__GOAL OF THE EXERCISE__.
Across the entries below, tally every line that holds the word "opened". Give only the tally.

+ + + +

PR #449, opened 2023-07-13
DLPX-86533 CIS: default umask

abhi2196:
<details open>

```
(5.76) 4726 Current 'UMASK' setting for the '/etc/bashrc or /etc/bash.bashrc' file

The 'default UMASK permissions' determine what [default] privilege level will be set upon directories and files created by the user. The usual manufacturer default is '022.' If set at this value, when creating a new file, the resulting default permissions will be '644' (666 minus 022, i.e. -rw-r--r--). When creating a new directory, these default permissions will be 755 (drwxr-xr-x), which sets the access level to (rwx r-x r-x): for owner (rwx), group (read/execute), other (read/execute) access on file access. If users are not properly restricted, sensitive system or business information may be improperly disclosed. The most restrictive setting is 077 and your default file permissions would be 600 (-rw-------) and your default directory permissions would be 700 (drwx------), thus becoming (rwx --- ---): for owner (rwx), group (no access), other (no access). Also, as a malicious user could lay the groundwork for a privilege escalation attack by changing the UMASK value in this configuration file, access to this file and its UMASK setting should be restricted appropriately.

Remediation: # Edit file '/etc/bash.bashrc' to configure 'UMASK' setting according to the business needs and organization's security policies.

UMASK <number>

# Example UMASK 027

(5.77) 12884 Status of 'umask' setting in /etc/profile and /etc/profile.d/*.sh files

The default umask determines the permissions of files created by users. The user creating the file has the discretion of making their files and directories readable by others via the chmod command. Users who wish to allow their files and directories to be readable by others by default may choose a different default umask by inserting the umask command into the standard shell configuration files ( .profile , .bashrc , etc.) in their home directories. Setting a very secure default value for umask ensures that users make a conscious choice about their file permissions. A default umask setting of 077 causes files and directories created by users to not be readable by any other user on the system. A umask of 027 would make files and directories readable by users in the same Unix group, while a umask of 022 would make files readable by every user on the system. This setting should be configured according to the needs of the business.

Remediation:

Run the following command to verify the 'umask' setting in '/etc/profile and /etc/profile.d/*.sh' files. $sudo grep "umask" /etc/profile /etc/profile.d/*.sh
umask 027

Edit the 'etc/profile and /etc/profile.d/*.sh' file to configure 'umask' setting according to the business needs and organization's security policies.
umask <permissions>

# Example umask 022
```
</details>

<details open>

- Added a file `/etc/profile.d/set-umask-for-all-users.sh` to set umask to `022` also added the same in `/etc/bash.bashrc` file as well.
</details>

<details open>

- `ab-pre-push`: http://selfservice.jenkins.delphix.com/job/github/job/delphix/job/delphix-platform/job/appliance-build-orchestrator/job/pre-push/282/console `Failed due to issue in yml syntax`
- `ab-pre-push`: http://selfservice.jenkins.delphix.com/job/github/job/delphix/job/delphix-platform/job/appliance-build-orchestrator/job/pre-push/291/ `Passed`
- `Commit 2`, `ab-pre-push`: http://selfservice.jenkins.delphix.com/job/github/job/delphix/job/delphix-platform/job/appliance-build-orchestrator/job/pre-push/300/ `Passed`
- Created an engine and validated that umask value is getting updated for the users.
- `Commit 3`, `ab-pre-push`: http://selfservice.jenkins.delphix.com/job/github/job/delphix/job/delphix-platform/job/appliance-build-orchestrator/job/pre-push/303/ `Passed`
</details>

### DIFF
--- a/files/common/etc/profile.d/set-umask-for-all-users.sh
+++ b/files/common/etc/profile.d/set-umask-for-all-users.sh
@@ -1,3 +1,3 @@
 #!/bin/sh
 
-umask 022
+umask 027
--- a/files/common/etc/profile.d/set-umask-for-all-users.sh
+++ b/files/common/etc/profile.d/set-umask-for-all-users.sh
@@ -1,0 +1,3 @@
+#!/bin/sh
+
+umask 022
--- a/files/common/var/lib/delphix-platform/ansible/10-delphix-platform/roles/delphix-platform/tasks/main.yml
+++ b/files/common/var/lib/delphix-platform/ansible/10-delphix-platform/roles/delphix-platform/tasks/main.yml
@@ -682,20 +682,11 @@
     - variant == "internal-buildserver"
     - not ansible_is_chroot
 
+#
 # CIS: Set default umask (DLPX-86533)
-# We need to set default umask as 022 in the /etc/profile and /etc/bash.bashrc files,
+# We need to set default umask as 022 in the /etc/bash.bashrc file,
 # so that the same can be applied for all the users on the engine.
-- blockinfile:
-    path: /etc/profile.d/set-umask-for-all-users.sh
-    create: yes
-    block: |
-      #!/bin/sh
-      umask 022
-
-- file:
-    path: /etc/profile.d/set-umask-for-all-users.sh
-    mode: '0755'
-
+#
 - blockinfile:
     path: /etc/bash.bashrc
     block: |
--- a/files/common/var/lib/delphix-platform/ansible/10-delphix-platform/roles/delphix-platform/tasks/main.yml
+++ b/files/common/var/lib/delphix-platform/ansible/10-delphix-platform/roles/delphix-platform/tasks/main.yml
@@ -681,3 +681,23 @@
   when:
     - variant == "internal-buildserver"
     - not ansible_is_chroot
+
+# CIS: Set default umask (DLPX-86533)
+# We need to set default umask as 022 in the /etc/profile and /etc/bash.bashrc files,
+# so that the same can be applied for all the users on the engine.
+- blockinfile:
+    path: /etc/profile.d/set-umask-for-all-users.sh
+    create: yes
+    block: |
+      #!/bin/sh
+      umask 022
+
+- file:
+    path: /etc/profile.d/set-umask-for-all-users.sh
+    mode: '0755'
+
+- blockinfile:
+    path: /etc/bash.bashrc
+    block: |
+      # Set default umask value.
+      umask 022
--- a/files/common/var/lib/delphix-platform/ansible/10-delphix-platform/roles/delphix-platform/tasks/main.yml
+++ b/files/common/var/lib/delphix-platform/ansible/10-delphix-platform/roles/delphix-platform/tasks/main.yml
@@ -684,11 +684,11 @@
 
 #
 # CIS: Set default umask (DLPX-86533)
-# We need to set default umask as 022 in the /etc/bash.bashrc file,
+# We need to set default umask as 027 in the /etc/bash.bashrc file,
 # so that the same can be applied for all the users on the engine.
 #
 - blockinfile:
     path: /etc/bash.bashrc
     block: |
       # Set default umask value.
-      umask 022
+      umask 027


files/common/var/lib/delphix-platform/ansible/10-delphix-platform/roles/delphix-platform/tasks/main.yml
```diff
@@ -681,3 +681,23 @@
...
+# so that the same can be applied for all the users on the engine.
+- blockinfile:
+    path: /etc/profile.d/set-umask-for-all-users.sh
+    create: yes
+    block: |
+      #!/bin/sh
+      umask 022
+
+- file:
+    path: /etc/profile.d/set-umask-for-all-users.sh
```
sebroy: This really should be delivered as a stand-alone file rather than constructed in an ansible task (e.g. `files/common/etc/profile.d/set-umask-for-all-users.sh`). The reason is primarily that once this logic is there, if we ever need to change the contents of the file, the ansible logic becomes more complex to handle upgrade cases. If you have to modify an existing file, then doing that in ansible seems like the logical choice, but in this case, this file doesn't exist yet...

sebroy (changes requested):

files/common/var/lib/delphix-platform/ansible/10-delphix-platform/roles/delphix-platform/tasks/main.yml
abhi2196: Sure, I have moved it to a separate file at `files/common/etc/profile.d/set-umask-for-all-users.sh`

files/common/etc/profile.d/set-umask-for-all-users.sh
```diff
@@ -0,0 +1,3 @@
+#!/bin/sh
+
+umask 022
```
sebroy: 022 is the current default umask. I think CIS checks are looking for 027. Can you verify that?

abhi2196: Actually, the CIS check report says,

```
Remediation: 
Edit file '/etc/bash.bashrc' to configure 'UMASK' setting according to the business needs and organization's security policies.

Edit the 'etc/profile and /etc/profile.d/*.sh' file to configure 'umask' setting according to the business needs and organization's security policies.
```

So we need to decide what's the best value from the security point of view and also from the usability point of view that will not break things.

 `027` looks good to me as it will provide access to groups as well.

So do I need to get this reviewed or approve? OR I can go ahead and change it to `027`?

sebroy: Let's run this by @cprice-delphix for confirmation, but my preference would be to ship with a more restrictive/secure default umask (`027`). This will also potentially address a number of other CIS findings around permissive file permissions (e.g. in `/var/log` and other places) for files that happened to be created using the default umask.

cprice-delphix: The CIS benchmark PDF defines the `umask` test as:
> 5.5.4 Ensure default user umask is 027 or more restrictive (Automated)

So I'd expect this to address the finding.

abhi2196: Thanks for the confirmation, I will make that change.

sebroy:
Note to @dbj-delphix and @prakashsurya, this change has a chance of negatively impacting variants that aren't covered in ab-pre-push automated testing:
1. dcol
2. the build server

If you have recommendations on how to mitigate the risks here, please do suggest them. I don't see an immediate risk to dcol given that this would only impact new deployments, but the build server image is frequently re-built. That's the one I'm most concerned about.

prakashsurya:
@sebroy if you're suggesting/asking if we could generate a buildserver with this change, and then rebuild all packages with that buildserver, I'm sure we can accomplish that.. Iet me see how we might do that..

prakashsurya:
> Iet me see how we might do that..

as-is, we'd have to build the variant via `git-ab-pre-push -v internal-buildserver`, and then use a modify devops-gate to test the builds on the resultant image.. I'll look into making changes to devops-gate, to allow the buildserver image to be passed into the jobs.. today, we don't support that, but no reason we couldn't, and enable us to more easily pre-push test the buildserver image and workload..

prakashsurya:
> I'll look into making changes to devops-gate, to allow the buildserver image to be passed into the jobs..

I've opened: https://github.com/delphix/devops-gate/pull/1524

prakashsurya:
`git-ab-pre-push -v internal-buildserver -p aws --no-tests` is [here](http://selfservice.jenkins.delphix.com/job/appliance-build-orchestrator-pre-push/6279/)

prakashsurya:
Running the builds with this change [here](http://selfservice.jenkins.delphix.com/job/linux-pkg/job/develop/job/build-packages/job/pre-push/903/)

sebroy (approved):

VenkatanadhanG (approved):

+ + + +

__RESULT__.
2